The Shibboleth IdP V3 software has reached its End of Life and is no longer supported. This documentation is available for historical purposes only. See the IDP4 wiki space for current documentation on the supported version.
If you use Java 8 (which you should), be aware that it relies on a blocking PRNG by default, and the IdP may be observed to start up very slowly if there is insufficient entropy available. There are various workarounds or ways to install better sources of entropy by altering jre/lib/security/java.security or using system properties, but they are platform-specific.
See the SecurityAndNetworking page for introductory help in understanding the use of network ports, keys, and certificates.
A nice cross-platform GUI for manipulating Java keystores, PKCS#12 files, viewing certificates, etc., is Keystore Explorer.
Before you begin you should collect the following items and information:
a TLS key/certificate that you'll use to secure your browser-facing HTTP(S) connection on port 443
Assuming you plan to use the IdP for SAML support (as opposed to CAS support for example), you will need:
the entityID URL you want to use to name your IdP (the installer will suggest one from your hostname, but this may not be a good choice)
the second- or third-level DNS subdomain to append to any "scoped" attributes, often the same as your organization's email domain
a source of SAML Metadata for the service providers your IdP needs to support (this could come from a "federation" of organizations you've joined, directly from the SP owners, or created and maintained by hand)
If you don't have any SAML metadata to give the IdP, you won't have an easy time making it do anything useful without changing a lot of defaults, so please take the time and start by acquiring or creating that metadata first if you're just starting out. If you have nothing else to use, the SAMLtest.ID site can help you get started, but if you're using it longer than a couple of weeks, you should rethink what you're trying to accomplish.
The installation process will suggest or generate the following information for you:
the IdP's entityID (which you can override as noted above)
separate self-signed key/certificate pairs for:
securing web service connections, generally on port 8443
encryption of data by other systems for decryption by the IdP
a secret key and key version file for securing cookies and other data produced by the IdP for its own use (this is a special Java keystore of type "JCEKS")
some initial sample metadata describing the IdP for use by partner SPs, once it's reviewed and supplemented
a default set of IdP configuration files based on this information
A specially packaged installer is available for Microsoft Windows that ensures files will have the correct line endings and optionally provides automated support for the use of Jetty and configuration against Active Directory. See the WindowsInstallation topic for instructions.
As noted, the IdP is a standard Java web application based on the Servlet 3.0 specification and should run for the most part in any compatible servlet container, but official support is provided only for Jetty and Tomcat. Jetty is the strongly recommended option and is used by the primary team members in their production environments.

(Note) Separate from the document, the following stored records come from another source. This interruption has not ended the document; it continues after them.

PR #1789, opened 2024-05-03
SONARPY-1771 Rule S6972: Nested estimator parameters adjustment in a Pipeline should refer to valid parameters

ghislainpiot:


python-checks/src/main/java/org/sonar/python/checks/SklearnPipelineParameterAreCorrectCheck.java
```diff
@@ -0,0 +1,182 @@
...
+      .filter(Objects::nonNull)
+      .map(SklearnPipelineParameterAreCorrectCheck::getStepAndParameterFromName)
+      .filter(Optional::isPresent)
+      .map(Optional::get)
+      .collect(Collectors.toMap(StepAndParameter::step, stepAndParameter -> Set.of(new StringAndTree(stepAndParameter.parameter(), stepAndParameter.location())),
+        (set1, set2) -> {
+          var set = new HashSet<>(set1);
+          set.addAll(set2);
+          return set;
+        }));
```
joke1196, line 165: Maybe here it would be a good idea to move the collector to another function. it would help a bit with the comprehension of the code.

python-checks/src/main/java/org/sonar/python/checks/SklearnPipelineParameterAreCorrectCheck.java
```diff
@@ -0,0 +1,182 @@
...
+      if (classifier == null) {
+        // Maybe quickfix ?
+        continue;
+      }
+      var possibleParameters = getInitFunctionSymbol(classifier).map(FunctionSymbol::parameters).orElse(List.of());
+
+      parameters.forEach(parameter -> {
+        if (possibleParameters.stream().noneMatch(symbol -> Objects.equals(symbol.name(), parameter))) {
+          stringAndTree.stream().filter(stringAndTree1 -> stringAndTree1.string().equals(parameter)).findFirst()
+            .ifPresent(location -> subscriptionContext.addIssue(location.tree, MESSAGE));
```
joke1196, line 99: This is not straightforward to understand as well. We could also maybe create small functions just to name things.

python-checks/src/main/java/org/sonar/python/checks/SklearnPipelineParameterAreCorrectCheck.java
```diff
@@ -0,0 +1,182 @@
...
+
+    var parsedFunction = getStepAndParametersFromArguments(callExpression);
+    var pipelineName = Optional.of(callExpression).map(CallExpression::callee).flatMap(TreeUtils.toOptionalInstanceOfMapper(QualifiedExpression.class))
+      .map(QualifiedExpression::qualifier).flatMap(TreeUtils.toOptionalInstanceOfMapper(Name.class));
+
+    pipelineName.flatMap(Expressions::singleAssignedNonNameValue)
+      .ifPresent(c1 -> pipelineName.ifPresent(pipelineName1 -> {
+        var parsedPipeline = parsePipeline(((CallExpression) c1));
+        findProblems(parsedFunction, parsedPipeline, subscriptionContext);
+      }));
```
joke1196, line 80: I don't think you need to check twice if the pipelineName isPresent?

joke1196 (changes requested):
The logic look good, but I think the formatting is a bit messy. Maybe when using the stream or optional API try to format it with each transformation or filter on the next this would help for the review.

python-checks/src/main/java/org/sonar/python/checks/SklearnPipelineParameterAreCorrectCheck.java
```diff
@@ -0,0 +1,320 @@
...
+      .or(() -> Optional.ofNullable(callExpression.calleeSymbol())
+        .map(Symbol::fullyQualifiedName)
+        .filter("sklearn.pipeline.Pipeline.set_params"::equals)
+        .map(callExpr -> getStepAndParametersFromArguments(callExpression))
+        .flatMap(parsedParameters -> getPipelineNameAndParsedParametersFromPipelineSetParamsFunction(parsedParameters, callExpression)));
+
+    parsedFunctionOptional.ifPresent(
+      pipelineNameAndParsedParameters -> {
+        var parsedFunction = pipelineNameAndParsedParameters.parsedParameters();
+        var pipelineName = pipelineNameAndParsedParameters.pipelineName();
```
joke1196, line 90: Here just in case you did not know. You can access Record field directly (`.parsedParameters;`).

python-checks/src/main/java/org/sonar/python/checks/SklearnPipelineParameterAreCorrectCheck.java
```diff
@@ -0,0 +1,320 @@
...
+          createIssue(subscriptionContext, parameter, stringAndTree);
+        }
+      });
+    }
+  }
+
+  private static void createIssue(SubscriptionContext subscriptionContext, String parameter, Set<StringAndTree> stringAndTree) {
+    stringAndTree.stream().filter(stringAndTree1 -> stringAndTree1.string().equals(parameter)).findFirst()
+      .ifPresent(location -> subscriptionContext.addIssue(location.tree, MESSAGE));
+  }
```
joke1196, line 149: same here with the formatting

python-checks/src/main/java/org/sonar/python/checks/SklearnPipelineParameterAreCorrectCheck.java
```diff
@@ -0,0 +1,320 @@
...
+    return expressionAndPrefix -> {
+      var tuple = expressionAndPrefix.tuple();
+      var step = tuple.get(0);
+      var classifier = tuple.get(1);
+
+      if (!step.is(Tree.Kind.STRING_LITERAL)) {
+        return Stream.of(expressionAndPrefix);
+      }
+
+      if (classifier.is(Tree.Kind.NAME)) {
```
joke1196, line 209: I guess we could merge these ifs together. As the code is quite complex, having less branching to go through make it easier to reason about.

python-checks/src/main/java/org/sonar/python/checks/SklearnPipelineParameterAreCorrectCheck.java
```diff
@@ -0,0 +1,320 @@
...
+  private static Optional<Result> getResult(List<Expression> tuple) {
+    var step = tuple.get(0);
+    var classifier = tuple.get(1);
+    var stepName = Optional.ofNullable(step)
+      .flatMap(TreeUtils.toOptionalInstanceOfMapper(StringLiteral.class))
+      .map(StringLiteral::trimmedQuotesValue);
+    var classifierName = Optional.ofNullable(classifier)
+      .flatMap(TreeUtils.toOptionalInstanceOfMapper(CallExpression.class))
+      .map(CallExpression::calleeSymbol)
+      .filter(symbol -> symbol.is(Symbol.Kind.CLASS) && !Objects.equals(symbol.fullyQualifiedName(), "sklearn.pipeline.Pipeline"))
```
joke1196, line 241: Here you can use the equals on the String literal directly. `"sklearn.pipeline.Pipeline".equals(symbol.fQN)`. No need to change anything just a suggestion. I just find it more readable than referring to Objects.

python-checks/src/main/java/org/sonar/python/checks/SklearnPipelineParameterAreCorrectCheck.java
```diff
@@ -0,0 +1,320 @@
...
+        var set = new HashSet<>(set1);
+        set.addAll(set2);
+        return set;
+      });
+  }
+
+  private record StringAndTree(String string, Tree tree) {
+  }
+
+  private static Optional<StepAndParameter> getStepAndParameterFromName(Name name) {
```
joke1196, line 299: Maybe here the usage of a regex could help in just splitting the last `__`. This could also help in the creation of StepAndParameter as it could be reused for both, the string and the name.

python-checks/src/main/java/org/sonar/python/checks/SklearnPipelineParameterAreCorrectCheck.java
```diff
@@ -0,0 +1,320 @@
...
+    var classifierName = Optional.ofNullable(classifier)
+      .flatMap(TreeUtils.toOptionalInstanceOfMapper(CallExpression.class))
+      .map(CallExpression::calleeSymbol)
+      .filter(symbol -> symbol.is(Symbol.Kind.CLASS) && !Objects.equals(symbol.fullyQualifiedName(), "sklearn.pipeline.Pipeline"))
+      .map(ClassSymbol.class::cast);
+
+    return stepName.flatMap(stepName1 -> classifierName.map(classifierName1 -> new Result(stepName1, classifierName1)));
+  }
+
+  private record Result(String stepName, ClassSymbol classifierName) {
```
joke1196, line 247: Not convinced about the naming here. Maybe something more explicit on what should be expected in the tuple would be great. Maybe if you are facing issues with some naming, sometimes it could help namespacing them in classes that could hold some data and logic.

python-checks/src/main/java/org/sonar/python/checks/SklearnPipelineParameterAreCorrectCheck.java
```diff
@@ -0,0 +1,320 @@
...
+  private static Collector<StepAndParameter, ?, Map<String, Set<StringAndTree>>> mergeStringAndTreeToMapCollector() {
+    return Collectors.toMap(StepAndParameter::step, stepAndParameter -> Set.of(new StringAndTree(stepAndParameter.parameter, stepAndParameter.location)),
+      (set1, set2) -> {
+        var set = new HashSet<>(set1);
+        set.addAll(set2);
+        return set;
+      });
+  }
+
+  private record StringAndTree(String string, Tree tree) {
```
joke1196, line 296: Here the naming does not give more information than the types in the tuples. `ParameterNameAndLocation` could be a candidate.

python-checks/src/main/java/org/sonar/python/checks/SklearnPipelineParameterAreCorrectCheck.java
```diff
@@ -0,0 +1,320 @@
...
+  }
+
+  private record ExpressionAndPrefix(List<Expression> tuple, String prefix) {
+  }
+
+  private static Map<String, ClassSymbol> parsePipeline(CallExpression callExpression) {
+    var stepsArgument = TreeUtils.nthArgumentOrKeyword(0, "steps", callExpression.arguments());
+    var out = new HashMap<String, ClassSymbol>();
+
+    var a = getExpressionsFromArgument(stepsArgument)
```
joke1196, line 177: Here I guess the `a` could be removed (and the `forEach` appended to the stream) as it does not help with the comprehension of the code.

joke1196 (changes requested):
This is quite a complex implementation. I think you did very well. It is a bit difficult to review as the code is quite long and interleaved, I would encourage you to keep splitting functions when possible (to a degree that makes sense of course) to make it easier to navigate the code.

python-checks/src/main/java/org/sonar/python/checks/SklearnPipelineParameterAreCorrectCheck.java
ghislainpiot: Good catch, it was a remnant from the debugging phase

python-checks/src/main/java/org/sonar/python/checks/SklearnPipelineParameterAreCorrectCheck.java
```diff
@@ -0,0 +1,330 @@
...
+
+@Rule(key = "S6972")
+public class SklearnPipelineParameterAreCorrectCheck extends PythonSubscriptionCheck {
+
+  public static final String MESSAGE = "Provide valid parameters to the estimator.";
+  private static final Set<String> SKLEARN_SEARCH_FQNS = Set.of(
+    "sklearn.model_selection._search.GridSearchCV",
+    "sklearn.model_selection._search.HalvingGridSearchCV",
+    "sklearn.model_selection._search.RandomizedSearchCV",
+    "sklearn.model_selection._search.HalvingRandomSearchCV");
```
joke1196, line 66: Those are not the correct FQNs. You could try adding a test to confirm, but it should be under `_search_successive_halving` for the 2 halving search.

python-checks/src/main/java/org/sonar/python/checks/SklearnPipelineParameterAreCorrectCheck.java
```diff
@@ -0,0 +1,330 @@
...
+        .map(elements -> new ExpressionAndPrefix(elements,
+          expressionAndPrefix.prefix() + ((StringLiteral) step).trimmedQuotesValue() + "__", expressionAndPrefix.depth + 1))
+        .flatMap(expandRecursivePipelines());
+    };
+  }
+
+  private static Optional<CallExpression> classifierIsANestedPipeline(Name classifier) {
+    return Expressions.singleAssignedNonNameValue(classifier)
+      .flatMap(TreeUtils.toOptionalInstanceOfMapper(CallExpression.class))
+      .filter(callExpression1 -> Optional.of(callExpression1)
```
joke1196, line 242: __Nitpick__: here we could keep the `callExpression` name as it is the only one

joke1196 (changes requested):
Looks good! Just a small test to add and the correction of the FQNS, but otherwise good job! It was not an easy one.

joke1196 (approved):
LGTM! Thank you!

Containers for which we have specific installation guidance are shown in step 1 below, including some that we do not officially support. Material specific to any container is provided as a convenience, and is not a substitute for the container's own documentation.
Prepare your Servlet container. Linux deployers may want to take a look at IdPLinuxNonRoot, which documents one way of using privileged ports. Some containers, such as Jetty, include alternatives. The links below are to (imperfect) examples provided by the project or by deployers. The list below is not reflective of the specific containers and versions we support, which is explicitly and only available on the SystemRequirements page.
Download the latest Identity Provider software package (the zip file has Windows line endings, the tarball Unix line endings).
Unpack the archive you downloaded to a convenient location. It will not be needed after installation.
Change into the newly created distribution directory, shibboleth-identityprovider-VERSION
Run either ./bin/install.sh (on non-Windows systems) or .\bin\install.bat (on Windows systems).
The installation directory you provide will be referred to as idp.home throughout this documentation.
Deploy the IdP WAR file, located in idp.home/war/idp.war. See the Servlet container preparation notes for examples on how to do this.
Controlling Generated Key Size 3.4
In V3.4 the default key size has been increased. This could fail because of restrictions imposed by version of Java and the JCE "jusrisdiction policy" in use governing cryptographic strength.
This can be fixed by installing the unlimited strength Unlimited Strength Jurisdiction Policy or by updating to a supported version of Java, all of which have begun defaulting to the unlimited policy.
If this is impossible (or if you want a different key size) you can specify the idp.keysize parameter on the command line during the install process:
Setting generated key size on non-Windows system
Setting generated key size on Windows systems
A Quick Test
You can test that the IdP is properly installed and is at least running successfully in the container with the status command line utility (idp.home/bin/status.sh or idp.home\bin\status.bat).
If everything is working correctly, you should see output summarizing the environment and information about the IdP's state. This doesn't mean that you will be able to log into anything yet as you have not yet configured the IdP to use your organization's infrastructure, added metadata, etc.
Typical Next Steps
Review the top of the Configuration page to get some basic familiarity with the installation tree and how to use it.
Load SAML metadata for the service provider(s) with which you will interact.